Theories predict that the cerium-ruthenium-tin material should exhibit topological properties. But there's a catch: those theories were built on the assumption that electrons behave like particles. In a material where electrons lose their particle-like character, topology shouldn't exist at all. This created a direct contradiction.
Curiosity won out over skepticism. Diana Kirschbaum, the first author of the study, began searching for experimental evidence anyway. At temperatures less than one degree above absolute zero, she found something striking: an anomalous Hall effect. Normally, a magnetic field deflects moving charge carriers. But here, deflection appeared without any external field — and the charge carriers behaved as if they were particles, despite all evidence suggesting they shouldn't.
"This was the key insight that allowed us to demonstrate beyond doubt that the prevailing view must be revised," says Silke Bühler-Paschen, who led the research team.

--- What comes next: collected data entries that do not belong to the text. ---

PR #86, opened 2017-02-15
schemas: changes in acquisition_source

michamos:
* INCOMPATIBLE Uses for `method` the enum that was previously used for
`source`. `source` is for where the information comes from, `method` for
how we obtained it.
* `source` uses the source element.
* Adds `internal_uid` key for the user identifiers on the server.

### DIFF
--- a/inspire_schemas/records/elements/acquisition_source.json
+++ b/inspire_schemas/records/elements/acquisition_source.json
@@ -6,16 +6,13 @@
             "type": "string"
         },
         "email": {
+            "format": "email",
             "type": "string"
+        },
+        "internal_uid": {
+            "type": "integer"
         },
         "method": {
-            "type": "string"
-        },
-        "orcid": {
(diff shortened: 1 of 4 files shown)


michamos:
relevant for @jacquerie and @rikirenz

inspire_schemas/records/elements/acquisition_source.json
```diff
@@ -8,14 +8,10 @@
         "email": {
             "type": "string"
         },
-        "method": {
-            "type": "string"
+        "internal_uid": {
```
kaplun: Can you add above the native format `email`?

inspire_schemas/records/elements/acquisition_source.json
```diff
@@ -8,14 +8,10 @@
         "email": {
             "type": "string"
```
kaplun: Can you add above the native format email?

PR #88, opened 2017-02-15
hep: new _fft field

michamos:
* Adds an _fft field, with contents based on
https://github.com/inspirehep/inspire/blob/master/bibformat/format_elements/bfe_INSPIRE_enhanced_marcxml.py#L152-L164.

### DIFF
--- a/inspire_schemas/records/hep.json
+++ b/inspire_schemas/records/hep.json
@@ -13,6 +13,43 @@
             },
             "type": "array"
         },
+        "_fft": {
+            "additionalProperties": false,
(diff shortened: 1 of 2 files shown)


michamos:
I believe only HEP records can have FFTs, is that correct @kaplun?

jacquerie:
Err... was this really correct? A record can have multiple `FFT`s. For example: https://inspirehep.net/record/863300/export/xme

kaplun:
Agh! Sure! I should not merge things after dinner...

PR #91, opened 2017-02-16
hep: publication_type is an array

michamos:
* INCOMPATIBLE makes `publication_type` and array.

### DIFF
--- a/inspire_schemas/records/hep.json
+++ b/inspire_schemas/records/hep.json
@@ -708,12 +708,15 @@
             "uniqueItems": true
         },
         "publication_type": {
-            "enum": [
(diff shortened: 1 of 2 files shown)


jacquerie:
Uh. For some reason this generated `inspire-schemas==18.0.3` instead of `inspire-schemas==20.0.0`: https://pypi.python.org/pypi/inspire-schemas/18.0.3

@david-caro, any idea why?

david-caro:
Hmm, maybe on travis it's not downloading the whole got log? Of so, we can bypass it with tags (create a tag for the latest major, we have pending automating the tag creation...)

PR #93, opened 2017-02-17
elements: changes in id

michamos:
* INCOMPATIBLE `type` is renamed to `schema` for consistency.
* Adds old `SPIRES` id.


michamos:
Note that this does not solve the problem for the other collections which are still missing some place to store the SPIRES identifier.

PR #104, opened 2017-02-22
tests: remove useless pydocstyle

david-caro:
Also forcing a new release with the correct version. This commit might
be reverted after if so decided in the documentation meeting.


david-caro:
Merging this to get the correct version on pypi

PR #105, opened 2017-02-23
Stricter schemas

michamos:


inspire_schemas/records/elements/acquisition_source.json
```diff
@@ -2,7 +2,8 @@
     "$schema": "http://json-schema.org/schema#",
     "additionalProperties": false,
     "properties": {
-        "date": {
+        "datetime": {
+            "format": "date-time",
```
jacquerie: Do we want to convert each field in a separate INCOMPATIBLE commit, or should we do one big breaking commit?

michamos: I don't think there are many to do, all the others are supposed to be dates with no time.

inspire_schemas/records/authors.json
```diff
@@ -10,12 +10,15 @@
...
-            "type": "array"
+            "minItems": 1,
+            "type": "array",
+            "uniqueItems": true
         },
         "_private_notes": {
             "items": {
                 "$ref": "elements/sourced_value.json"
             },
+            "minItems": 1,
```
kaplun: Doesn't this means that there should always be a `_private_notes` item?

kaplun: Right. If there is `_private_notes` then it must have at least one item. Since we are cleaning up records recursively in `dojson` and we should do it also in the `builder` these requirements should be enforced already at application level, but better safe than sorry.

michamos: Exactly. If it's not enforced by the schema, then it cannot be assumed by any code that uses the schema. This should lead to some simplification.

jacquerie:
@michamos, is it ok for you if we merge 3fbac012d4b9416c1d68331cdb6b298de758a19b independently of this PR? I want to annotate in the mappings all the fields that contain dates with the right format, and I'd rather not have to modify it later...

jacquerie:
Actually, same goes for 57286f1ee7e797852e3a8ba1d3fb8db3d9497ca4. I think we learned what happens when we have to do too many schema version upgrades at the same time... : )

michamos:
If you want to, that's fine for me

jacquerie:
:+1:

This is the direction in which our schemas should go: strict schemas ensure that we don't have to deal in the application code with things like format of the input.

That said, we should deploy before merging this, so that if last-minute changes to the schemas are needed they are not blocked by potential problems given by the stricter schemas.

david-caro:
Is this PR still relevant?

michamos:
yes, we decided with @jacquerie that instead of splitting it into #255 and this one, we would do this once, so I incorporated those changes here.

michamos:
For review, it's best to look at the first commit and the script in the second one, as all the changes to the schemas there are produced by the script.

michamos:
@jacquerie do you want to review this before merge?

jacquerie:
> @jacquerie do you want to review this before merge?

I trust you :100: % (I reserve the right to complain afterwards.)

kaplun:
Move fast and break things :+1:

jacquerie:
> break things

ಠ_ಠ

PR #106, opened 2017-02-25
elements: expand regexp for BAIs

jacquerie:
```python
In [1]: schema = {'pattern': '^((\w|\-|\')+\.)+\d+$', 'type': 'string'}

In [2]: validate('L.Dell\'Asta.1', schema)

In [3]: validate('T.J.Berners-Lee.1', schema)

In [4]: with open('035__a_when_9_is_BAI.txt', 'r') as f:
   ...:     for line in f:
   ...:         try:
   ...:             validate(line.strip(), schema)
   ...:         except:
   ...:             print(line.strip())
```
prints
```
0000-0002-2836-6085
INSPIRE-00627028
INSPIRE-00584874
.J.M.Snellings.1
Qing.Ping.Ji.
Qi.Fang.Lü.1
10115251
.F.Schonfeld.1
```
where `035__a_when_9_is_BAI.txt` is a file containing all the BAIs I could find in HEPNames. These outliers could be interesting for @inspirehep/inspire-content. We don't want to allow characters like "ü" in BAIs, right?

### DIFF
--- a/inspire_schemas/records/elements/id.json
+++ b/inspire_schemas/records/elements/id.json
@@ -31,7 +31,7 @@
                     "type": "string"
                 },
                 "value": {
-                    "pattern": "^(\\w+\\.)+\\d+$",
+                    "pattern": "^((\\w|\\-|\\')+\\.)+\\d+$",
                     "type": "string"
                 }
             },


kaplun:
Correct. BAIs should be ASCII only.

michamos:
https://github.com/inspirehep/inspire-schemas/pull/106#issuecomment-282671828
> Correct. BAIs should be ASCII only.

OK, I will fix those from Jacopo's list then.

kaplun:
@jacquerie you can also find a list of BAIs as known in author profile via:
```sql
select distinct data from aidPERSONIDDATA where tag='canonical_name';
```

michamos:
> OK, I will fix those from @jacquerie's list then.

Done

kaplun:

The effect was strongest precisely where the material's quantum fluctuations were largest. When those fluctuations were suppressed using pressure or magnetic fields, the topological properties disappeared. The researchers call this newly identified phase an emergent topological semimetal — and the name captures something crucial: the topology emerges from the absence of a particle picture, not from it.
Working with Rice University, the team developed a theoretical model that connects quantum criticality with topology in a more abstract, mathematical way. The implication is profound: a particle picture isn't required to generate topological properties at all. The concept can be generalized far beyond what physicists thought possible.
This opens a practical pathway forward. Quantum-critical behavior appears across many classes of materials and can be reliably identified. If topological properties genuinely emerge from quantum criticality, then searching for new topological materials becomes much more systematic — and many more "emergent" topological materials may be waiting to be discovered.